PR #29092, opened 2025-05-30
TYP: fix `NDArray[integer]` inplace operator mypy issue

jorenham:
fixes python/mypy#19171

---

Note that this does not affect the return type; this just broadens the input (`self`) type.

The `unsignedinteger` overloads could be removed because `_ArrayLikeInt_co` already covers the array-likes of `integer` or `bool`.

PR #29862, opened 2025-10-02
TYP: Improved ``ndarray`` augmented assignment operators

jorenham:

What is required:
Once the listing has been read, copy every line of it exactly.

Written response:
PR #29092, opened 2025-05-30
TYP: fix `NDArray[integer]` inplace operator mypy issue

jorenham:
fixes python/mypy#19171

---

Note that this does not affect the return type; this just broadens the input (`self`) type.

The `unsignedinteger` overloads could be removed because `_ArrayLikeInt_co` already covers the array-likes of `integer` or `bool`.

PR #29862, opened 2025-10-02
TYP: Improved ``ndarray`` augmented assignment operators

jorenham:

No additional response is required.